Well, as you can guess- that dang fish left me a present in my big toe, unbeknownst to me at the time. Several minutes later, I was not doing so good, as the fin started releasing toxins into my system... About the time Scott hooked and landed a nice redfish, I was ready to leave. He drove us back to my house, where I got a chance to take my boot off and see the source of my pains. The end of the barb was barely visible sticking out of my toe! I got a pair of cutters and grabbed the end of the barb and tried forcibly pulling it out.... Bad Idea! It didn't budge, and now was really becoming painful. So, Scott took me to Thomas Hospital, where my future ex-wife worked. They stuck me in a wheel chair, one boot on, injured foot exposed.... All she could do was say how much of a baby I was being! I asked her, "Have you ever been finned by a saltwater catfish?" 
She replied' " no". 
I told her, "Then you have no idea!"
After a short triage, they took me to a room, the doctor came and looked at it- and he had the nerve to ask if it hurt!?!?!? They didn't take any x-rays, but it was primarily in the meat of the bug toe and wasn't really in danger of causing any skeletal issues. After some local anesthetic, he started cutting and removing the barb.
It looked a bit larger than I expected.

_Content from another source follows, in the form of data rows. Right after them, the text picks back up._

PR #2720, opened 2026-08-21
Bug 2065387 - Ensure more triage owners have access to security bugs

dklawren:


Bugzilla/Search.pm
```diff
@@ -1458,6 +1458,20 @@ sub _standard_joins {
       extra => ['security_cc.who = ' . $user->id],
     };
     push @joins, $security_cc_join;
+
+    # Triage owners can see all bugs in their component, but only if they are
+    # also a member of the mozilla-employee-confidential group.
+    if ($user->in_group('mozilla-employee-confidential')) {
```
cgsheeh: This grants the triage owner visibility into *every* group-restricted bug in their component, not just security ones (legal, HR, partner-restricted, etc.). Should we restrict this to just sec-related bugs?

Bugzilla/User.pm
```diff
@@ -1567,13 +1569,20 @@ sub visible_bugs {
 
     $sth->execute(@check_ids);
     my $use_qa_contact = Bugzilla->params->{'useqacontact'};
+
+    # Triage owners can see all bugs in their component, but only if they are
+    # also a member of the mozilla-employee-confidential group.
+    my $use_triage_owner = $self->in_group('mozilla-employee-confidential');
```
cgsheeh: Nit: maybe we should have a method on user like `$self->is_employee_confidential` instead of hard-coding the `mozilla-employee-confidential` group in a few places.

Bugzilla/User.pm
```diff
@@ -1548,12 +1548,14 @@ sub visible_bugs {
...
       "SELECT DISTINCT bugs.bug_id, reporter, assigned_to, qa_contact,
-                    reporter_accessible, cclist_accessible, cc.who,
-                    bug_group_map.bug_id
+                    components.triage_owner_id, reporter_accessible,
+                    cclist_accessible, cc.who, bug_group_map.bug_id
                FROM bugs
                     LEFT JOIN cc
                               ON cc.bug_id = bugs.bug_id
                                  AND cc.who = $user_id
+                    LEFT JOIN components
```
cgsheeh: `visible_bugs` is one of our hottest queries and this adds the `components` join for every caller, including logged-out users who can never reach the triage-owner branch. Since the statement handle is cached per user object anyway, could we hoist the `in_group` check above the `prepare` and only add the join when it is true?

t/bmo/triage-owner-security-visibility.t
```diff
@@ -0,0 +1,276 @@
...
+Bugzilla->set_user($admin);
+
+my ($product) = grep { @{$_->versions} } Bugzilla::Product->get_all;
+plan skip_all => 'Need a product with at least one version' unless $product;
+
+###############################################################################
+# Helpers
+###############################################################################
+
+sub add_to_group {
```
cgsheeh, line 79: Any reason not to use `$user->set_groups({add => [$group]})` plus `$user->update` here? That drops the hand-rolled SQL and the manual memcached invalidation.

t/bmo/triage-owner-security-visibility.t
```diff
@@ -0,0 +1,276 @@
...
+  can_see($owner_member, $bug->id),
+  'Re-granting mozilla-employee-confidential restores the triage owner bug access'
+);
+ok(
+  search_finds($owner_member, $bug->id),
+  'Re-granting mozilla-employee-confidential restores the bug in triage owner search results'
+);
+
+###############################################################################
+# Cleanup
```
cgsheeh: If any of the fixture setup or `Bugzilla::Bug->create` throws we never reach this, leaving the temp group, components and `group_control_map` rows behind. Moving the cleanup into an `END` block would make it unconditional.

cgsheeh (approved):
This PR seems to revert Bug 1790624, has the original reasoning around the restriction changed?

dklawren:
> This PR seems to revert Bug 1790624, has the original reasoning around the restriction changed?

Yes. There was discussion on Slack and dveditz explained why it was removed. So the agreement was that we bring it back but add the extra requirement of being mozilla-employee-confidential. This way when people leave and lose that group they also lose triage owner access.

Bugzilla/Search.pm
dklawren: Will address as a follow up bug.

PR #2722, opened 2026-08-22
Bug 1202436 - Document authentication method precedence

loganrosen:
Bug 1202436 tracks missing REST API documentation for requests that provide more than one authentication method. BMO evaluates legacy username/password credentials before API keys, so a valid API key can be ignored. When the account requires API-key authentication, the mixed request fails with an `API key authentication is required` error.

This documents the precedence, lack of fallback, and interaction with the `Require API key authentication for API requests` preference. It advises clients to send only the `X-BUGZILLA-API-KEY` header rather than disabling the preference. Authentication behavior is unchanged.

Bug: https://bugzilla.mozilla.org/show_bug.cgi?id=1202436

Testing:

- Built the Sphinx HTML documentation with the pinned requirements. The build succeeded with six pre-existing warnings.

### DIFF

And the doctor warned it might get inflamed if any pieces were left in there. He gave me a shot and a prescription for antibiotics. And it did get inflamed and discharge some puss and a couple bits about a week or so later. 
Now, my souvenir is on a necklace I keep as a remembrance of the event. And a story to tell on occasions like this. 
I think I'll add it to my book!
Anyway, sorry to hear about your incident, and hope you continue feeling better. At least I can say "I feel your pain! Been there done that, man!"
Mike


----------



## Ckmart404

I was in pain for about 30 mins because I thought it was the hook and my wife kept saying barb. In the end she was right but she did say I can get a bigger boat so instead of bay I can get in the gulf


----------



## Gulflady

That must've been very painful so deep in by your knuckle, get well soon!


----------



## Papajuju

Scared me man, I thought your hand fell off before you could tell us what happened next. J/K lol. That looks really painful. When I was a kid I stuck my thumb in a catfish's mouth to hold him like a bass. Yep he bit me. Scared me more than hurt. My dad was throwing a cast net on the beach one day. Saw a school, nailed them and as he was dragging it in a wave washed the net full of fish up on his bare feet and ankles. That's when he learned it was a school of cats. Never saw him dance like that before.


----------



## Chapman5011

That looks horrible. I bet it's a good feelin to know its gone


----------



## Jason

heck, that was an expensive cat!!!!


----------



## Ckmart404

Very painful and yes most expensive fish I ever caught!!


----------



## bakbone

Feel your pain man I had a mullet fin brake off right on top of my knuckle, it was sitting right on top of the bone, had to have it surgically removed. It was in there for about 3 months before I went and had x-rays.


----------



## 29gallk

I also took a spine in the top of the hand. It blew up and looked like somebody shoved a peanut under my skin. After fighting infection with two rounds of antibiotics they refereed me to the orthopedic surgeon who decided it was safer to leave the two pieces in my hand alone and just gave me a antibiotic shot. Took forever to heal and still have the scar.


----------



## stauty trout

this same thing happened to a buddy of mine this weekend... barb stuck in his knuckle about an inch deep (could almost see it pokig out of the other side of his knuckle.. I had to cut the fin off the catfish and he had to cut the skin on the backside of the fin to loosen up the grip the barbs had on it... then I yanked it out... blood started gushing and he passed out from the pain... next day his hand was swollen badly went to the doc to be sure the whole fin came out and luckly it did... take a few days for your body to recover from the toxins


----------



## Ckmart404

He's a bigger man than I am!!! I didn't know mine was in there until my wife made me go to the doc but I'm glad she did! I just hope everybody is careful out there and if something like this happens they go to the doctor immediately!!


----------



## karma

any open wound always needs to be clean thoroughly and kept dry if at all possible.. or you may end up with surgery leaving a scar like this on my right hand..


----------



## TOBO

I had a buddy yesterday who got one in between his two knuckles, all the way to the bone. He passed out on me as well. His blood pressure dropped out on him. It was scary, but there was no barb, they have him on antibiotics.


----------



## Ckflyer13

bakbone said:


> Feel your pain man I had a mullet fin brake off right on top of my knuckle, it was sitting right on top of the bone, had to have it surgically removed. It was in there for about 3 months before I went and had x-rays.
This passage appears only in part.